BRIEF:
Everything from the first line of the material below through the line containing "Currently Mycroft always" is to be printed exactly, and nothing more.

INFORMATION GIVEN:

PR #2707, opened 2020-09-29
Fix remote settings overwrite at startup

forslund:
## Description
This is a suggestion to improve the usability of the local settings, an implementation of an idea mentioned in #2698

Currently Mycroft always mangels any local settings changes at startup. This PR adds a cache of the last settings from home on disk and only updates skills if there is an actual change.

This means that as if a member is changed locally (manually edited or changed by the skill itself) it will be kept until another  change is made to the skill on Home.

In my opinion this is a more intuitive way of handling the changes, but it's definitely up for discussion / rejection.

## How to test
Ensure that skill updates from home works as normally. Edit a settings.json while Mycroft is turned off and make sure that the change doesn't get overwritten when mycroft starts again.

CLA [ Yes ]

### DIFF
--- a/mycroft/skills/settings.py
+++ b/mycroft/skills/settings.py
@@ -57,9 +57,11 @@ SkillSettings Usage Example:
 """
 import json
 import os
+from os.path import dirname
 import re
 from pathlib import Path
 from threading import Timer
+from xdg.BaseDirectory import xdg_cache_home
 
 import yaml
 
@@ -68,6 +70,7 @@ from mycroft.configuration import Configuration
 from mycroft.messagebus.message import Message
 from mycroft.util import camel_case_split
 from mycroft.util.log import LOG
+from mycroft.util.file_utils import ensure_directory_exists
 from .msm_wrapper import build_msm_config, create_msm
 
 ONE_MINUTE = 60
@@ -309,6 +312,42 @@ class SettingsMetaUploader:
         return success
 
 
+# Path to remote cache
+REMOTE_CACHE = Path(xdg_cache_home, 'mycroft', 'remote_skill_settings.json')
+
+
+def load_remote_settings_cache():
+    """Load cached remote skill settings.
+
+    Returns:
+        (dict) Loaded remote settings cache or None of none exists.
+    """
+    remote_settings = {}
+    if REMOTE_CACHE.exists():
+        try:
+            with open(str(REMOTE_CACHE)) as cache:
+                remote_settings = json.load(cache)
+        except Exception as error:
+            LOG.warning('Failed to read remote_cache ({})'.format(error))
+    return remote_settings
+
+
+def save_remote_settings_cache(remote_settings):
+    """Save updated remote settings to cache file.
+
+    Arguments:
+        remote_settings (dict): downloaded remote settings.
+    """
+    try:
+        ensure_directory_exists(dirname(str(REMOTE_CACHE)))
+        with open(str(REMOTE_CACHE), 'w') as cache:
+            json.dump(remote_settings, cache)
+    except Exception as error:
+        LOG.warning('Failed to write remote_cache. ({})'.format(error))
+    else:
+        LOG.debug('Updated local cache of remote skill settings.')
+
+
 class SkillSettingsDownloader:
     """Manages download of skill settings.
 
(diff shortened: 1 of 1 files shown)


devops-mycroft:
Voight Kampff Integration Test Succeeded  ([Results](https://reports.mycroft.ai/core/PR-2707))

JarbasAl:
this looks good, its a partial solution but ensures the settings updated event means exactly that

2 way sync is still needed however

issue clarification:
- update setting X locally
- update setting Y in web interface
- settings update replaces X

Out of scope for this PR either way, we could separate local settings from remote settings somehow, but any approach like that is just hacky, the proper fix is selene side

forslund:
I definitely agree that the two-way sync is what's needed. But in addition to that I think this is needed as well as core shouldn't send settings updated messages to all skills at startup even if they've been synced.

ChanceNCounter:
I've confirmed that it works as described:

1. Dismiss Mycroft, get feedback
2. Disable Dismissal feedback in Home
3. Ensure that the change synced, dismiss Mycroft, no feedback
4. Shut Mycroft down
5. Enable Dismissal feedback in Home
6. Start Mycroft, still no feedback from Dismissal ✅ 
7. Go back to Home, don't even touch the setting, just push "save" again
8. Ensure that the change synced, dismiss Mycroft, get feedback

The code looks straightforward, I can't see what could possibly be wrong with it, and it runs as described. Only thing I can't say is whether it'll break what's underneath that allows it to work. Where's the main change itself? I don't see anything to do with the overwriting loop.

forslund:
The main change is [L353](https://github.com/MycroftAI/mycroft-core/pull/2707/commits/8c8a210b8dc98bb7282b013dd993b05e9f0896b0#diff-3e08b7eb36a753ba228c9661639c672c4012acd93c18492f2ec48ff461fe2927R353), the settings already only request skills to reload settings if there is a difference. At above mentioned line the copy of the settings used for comparison when identifying changes is restored so the initial download after startup also has a reference.

The behavior you describe doesn't sound quite correct, gonna see if I can replicate that. A change on home while the device is turned off should trigger an update, the idea is that if there is no change on home since last fetch but a local change has been made, the local change should not be overwritten as soon as Mycroft is restarted.

forslund:
I haven't been able to replicate your behavior using my test skill, going to try the dismissal skill as well.

I did find and remove an unused member variable assignment.

devops-mycroft:
Voight Kampff Integration Test Succeeded  ([Results](https://reports.mycroft.ai/core/PR-2707))

ChanceNCounter:
To be honest, I thought the behavior I saw was what you intended. It made sense to me.

devops-mycroft:
Voight Kampff Integration Test Failed ([Results](https://reports.mycroft.ai/core/PR-2707)). 
Mycroft logs are also available: [skills.log](https://reports.mycroft.ai/core/PR-2707/logs/skills.log), [audio.log](https://reports.mycroft.ai/core/PR-2707/logs/audio.log), [voice.log](https://reports.mycroft.ai/core/PR-2707/logs/voice.log), [bus.log](https://reports.mycroft.ai/core/PR-2707/logs/bus.log), [enclosure.log](https://reports.mycroft.ai/core/PR-2707/logs/enclosure.log)

krisgesling:
Hey Chance, thanks for checking it out.

I wasn't clear from your first message of whether you tried changing the setting locally on the device?

I was thinking along the lines of

1. Dismiss Mycroft, get feedback
2. Disable Dismissal feedback in Home
3. Ensure that the change synced, dismiss Mycroft, no feedback
4. Modify Dismissal Skill settings locally to enable feedback
5. Shut Mycroft down
6. Start Mycroft - should get feedback from Dismissal showing remote settings haven't synced
7. Go back to Home, enable feedback, and save
8. On Home, disable feedback, and save
8. Ensure that the change synced, dismiss Mycroft, get no feedback

Might be even easier to see with something like the News Skill where you can switch between many default stations. Or something with a text input.

ChanceNCounter:
Thanks, Gez! I was able to confirm the behavior as described, this works and I'm not sure what happened the first time around. It may simply be that I didn't wait long enough before reporting back, and didn't notice it overwriting on sync.

devops-mycroft:
Voight Kampff Integration Test Succeeded  ([Results](https://reports.mycroft.ai/core/PR-2707))

krisgesling:
Excellent, thanks Chance - if you are happy to submit an approving code review I'll merge it in :)

ChanceNCounter (approved):
Working as described on Debian/dev branch.

krisgesling (approved):
Reviewed by Chance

ANSWER BOX:
PR #2707, opened 2020-09-29
Fix remote settings overwrite at startup

forslund:
## Description
This is a suggestion to improve the usability of the local settings, an implementation of an idea mentioned in #2698

Currently Mycroft always mangels any local settings changes at startup. This PR adds a cache of the last settings from home on disk and only updates skills if there is an actual change.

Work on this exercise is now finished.